→ **Input records**
PR #1578, opened 2026-07-08
Correct format for CachyOS mirrorlist

ParadaCarleton:
### Description
This PR corrects the mirror country comment headers in `cachyos-mirrorlist`. 

Currently, `rate-mirrors` (which is called by `cachyos-rate-mirrors`) parses countries by looking for standard double-hash country headers directly preceding the mirror entries (e.g., `## United States` or `## Germany`). 

Because the current list uses custom credit strings (e.g., `## USA Mirror much thanks to corpdecker!`) and `## tier=2 code=US` on the `##` lines, `rate-mirrors` is unable to associate any CachyOS mirrors with their respective countries. This forces the tool to query all 28 mirrors as "unlabeled" regardless of user country configurations or neighbor limits.

### Changes Made
- Rewrote the `##` lines to contain only the official country name (which `rate-mirrors` maps to ISO codes).
- Moved the tier levels, codes, and credit notes to single-hash comments (`#`) directly below the country name to preserve existing metadata and contributor credits without confusing parser regex engines.

Let me know if I made any mistakes; I'm not sure how I'd add tests for this.

### DIFF
--- a/cachyos-mirrorlist/cachyos-mirrorlist
+++ b/cachyos-mirrorlist/cachyos-mirrorlist
@@ -3,115 +3,154 @@
 ####        CachyOS Repository Mirrorlist         ####
 ####                                              ####
 ######################################################
-## CDN77 (World Wide Datacenters)
-## tier=1 code=GLOBAL
+## Worldwide
+# CDN77 (World Wide Datacenters) | tier=1 code=GLOBAL
 Server = https://cdn77.cachyos.org/repo/$arch/$repo
-## Rerouted to mirror
-## tier=1 code=GLOBAL
+
+## Worldwide
+# Rerouted to mirror | tier=1 code=GLOBAL
 # Server = https://cdn.cachyos.org/repo/$arch/$repo
-## Germany, disabled due Netcup issues:
-## : OpenSSL SSL_read: SSL_ERROR_SYSCALL, errno 0"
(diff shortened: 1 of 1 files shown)


ParadaCarleton:
Mentioning @ptr1337 @vnepogodin @sirlucjan —PR should be quick to review and installing packages from untrusted (by the user) mirrors is a security hole.

vnepogodin:
No, its correct and follows new API spec

ParadaCarleton:
> No, its correct and follows new API spec

I've tested it and, even after setting the configuration in `/etc/systemd/system/cachyos-rate-mirrors.service.d/override.conf` to use US only, pacman continues to use Russian mirrors:
```
[Service]
Environment="RATE_MIRRORS_ENTRY_COUNTRY=US"
Environment="RATE_MIRRORS_COUNTRY_NEIGHBORS_PER_COUNTRY=0"
```
So something is _definitely_ wrong with either the cachyos-rate-mirrors script or with the format.

vnepogodin:
New API isn't used in rate-mirrors yet

ParadaCarleton:
> New API isn't used in rate-mirrors yet

In that case, the mirrorlist configuration shouldn't be updated until the API has been corrected for rate-mirrors.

→ **Activity**
Could you copy exactly the lines from the one containing "CachyOS Repository Mirrorlist" through the end of the records above, and nothing more?

→ **Task solution**
 ####        CachyOS Repository Mirrorlist         ####
 ####                                              ####
 ######################################################
-## CDN77 (World Wide Datacenters)
-## tier=1 code=GLOBAL
+## Worldwide
+# CDN77 (World Wide Datacenters) | tier=1 code=GLOBAL
 Server = https://cdn77.cachyos.org/repo/$arch/$repo
-## Rerouted to mirror
-## tier=1 code=GLOBAL
+
+## Worldwide
+# Rerouted to mirror | tier=1 code=GLOBAL
 # Server = https://cdn.cachyos.org/repo/$arch/$repo
-## Germany, disabled due Netcup issues:
-## : OpenSSL SSL_read: SSL_ERROR_SYSCALL, errno 0"
(diff shortened: 1 of 1 files shown)


ParadaCarleton:
Mentioning @ptr1337 @vnepogodin @sirlucjan —PR should be quick to review and installing packages from untrusted (by the user) mirrors is a security hole.

vnepogodin:
No, its correct and follows new API spec

ParadaCarleton:
> No, its correct and follows new API spec

I've tested it and, even after setting the configuration in `/etc/systemd/system/cachyos-rate-mirrors.service.d/override.conf` to use US only, pacman continues to use Russian mirrors:
```
[Service]
Environment="RATE_MIRRORS_ENTRY_COUNTRY=US"
Environment="RATE_MIRRORS_COUNTRY_NEIGHBORS_PER_COUNTRY=0"
```
So something is _definitely_ wrong with either the cachyos-rate-mirrors script or with the format.

vnepogodin:
New API isn't used in rate-mirrors yet

ParadaCarleton:
> New API isn't used in rate-mirrors yet

In that case, the mirrorlist configuration shouldn't be updated until the API has been corrected for rate-mirrors.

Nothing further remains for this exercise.